Earnings from Strategic Growth holdings Costco (COST) and Oracle (ORCL) are on deck for Thursday evening.
- Last quarter, Costco (COST) reassured investors that they remain a robust competitor despite a challenging retail environment. Analysts will be looking for sales growth and gross margin improvement after a strong monthly sales report (up 11%) for November.
- Oracle’s (ORCL) efforts to expand their cloud business have begun to pay off. The stock is up nearly 28% year-to-date. Investors will remain focused on the prospects for further growth in this area.
- We are expecting both companies to be quizzed on the impact of the proposed tax bill.
Contributed by Max Berkovich ,
STRATEGIC ASSET ALLOCATION
Taxing Situation, Helping Valuation
The proposed tax bills aim to cut the corporate tax rate to 20% from 35%. Even if the final number is not 20% (we hear 22% mentioned as a compromise), this will reduce corporation’s effective tax rate, which currently averages around 27% for the S&P 500. Any reduction in taxes will increase earnings for 2018. According to FactSet, earnings for the S&P 500 are estimated to grow by nearly 10.2% next year. Some analysts predict earning’s growth to double in 2018 if the corporate tax rate is reduced to 20%. As a result, we could see earnings-based valuation metrics for the S&P 500 index decline from today’s above average levels.

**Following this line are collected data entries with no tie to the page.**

PR #701, opened 2020-08-12
Make autopeering.NetworkVersion configurable

capossele:
Makes autopeering network version configurable and adds the network version to the output of the API info

### DIFF
--- a/plugins/autopeering/autopeering.go
+++ b/plugins/autopeering/autopeering.go
@@ -195,6 +195,7 @@ func parseEntryNodes() (result []*peer.Peer, err error) {
 	return result, nil
 }
 
+// NetworkVersion returns the network version of the autopeering.
 func NetworkVersion() uint32 {
 	return networkVersion
 }
--- a/plugins/autopeering/autopeering.go
+++ b/plugins/autopeering/autopeering.go
@@ -24,7 +24,6 @@ import (
 // autopeering constants
 const (
 	ProtocolVersion = 0 // update on protocol changes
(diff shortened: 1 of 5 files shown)


plugins/portcheck/plugin.go
```diff
@@ -59,7 +60,7 @@ func checkAutopeeringConnection() {
 	defer conn.Close()
 
 	// create a new discovery server for the port check
-	disc := discover.New(local.GetInstance(), autopeering.ProtocolVersion, autopeering.NetworkVersion, discover.Logger(log))
+	disc := discover.New(local.GetInstance(), autopeering.ProtocolVersion, config.Node().GetUint32(autopeering.CfgNetworkVersion), discover.Logger(log))
```
jonastheis, line 63: I think it would be cleaner to define a variable `autopeering.NetworkVersion` (or even function) then you don't need to read from the config here.

plugins/autopeering/autopeering.go
```diff
@@ -92,7 +91,7 @@ func createPeerDisc() {
 	}
 	log.Debugf("Master peers: %v", masterPeers)
 
-	peerDisc = discover.New(local.GetInstance(), ProtocolVersion, NetworkVersion,
+	peerDisc = discover.New(local.GetInstance(), ProtocolVersion, config.Node().GetUint32(CfgNetworkVersion),
```
jonastheis, line 94: I think it would be cleaner to define a variable `autopeering.NetworkVersion` (or even function) then you don't need to read from the config here.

- The current P/E ratio for the S&P 500 is around 22.3 and is estimated to decline to about 18.6 in 2018.
- Nearly a quarter of S&P 500 companies already paid less than 20% effective tax rate in 2016.
- The S&P 500 Utilities stands to be the biggest winner with an 11-year median tax rate of 32.6% according to FactSet. Technology has little to gain, with a relatively low, 25% tax rate.
- Not all companies will be winners. A lower tax rate will decrease the value of deferred tax assets which are created when companies lose money. Citigroup estimates they alone could suffer a $20 billion hit.
We have focused only on the tax rate, but the eventual impact will be company specific, as there are other implications from tax reform to consider such as foreign cash repatriation.
The Materials sector managed to outpace the smoking hot week from Consumer Discretionary. The Energy sector had another forgettable week as rig counts continue to rise and U.S. natural gas inventory fails to decline. In other strategy news…
- United Health Group (UNH) made another big acquisition this week by buying the medical practice unit of DaVita HealthCare Partners (DVA) for $4.9 Billion. The new acquisition will be rolled up into UNH’s OptumCare unit which houses most of the medical service providing assets.
STRATEGIC EQUITY INCOME
New Name, Same Game
The Health Care sector was the laggard on the week possibly in response to a heavy dose of transformative M&A in the health insurance arena. The Industrials sector was the leader, buoyed by an expected boost from tax cuts. In other news…
- Wal-Mart Stores, Inc. (WMT) changed its name this week. The company, known for slashing prices, decided to slash a dash and the word “Stores” from its name to now be known as Walmart Inc. The new name may be a way to emphasize the company’s recent gains in eCommerce. Also this week, Walmart responded to reports of tardy deliveries from one of the major shipping companies by pushing same day pick-up in store. Now walmart.com orders can be picked up in store until 6 P.M. Christmas Eve.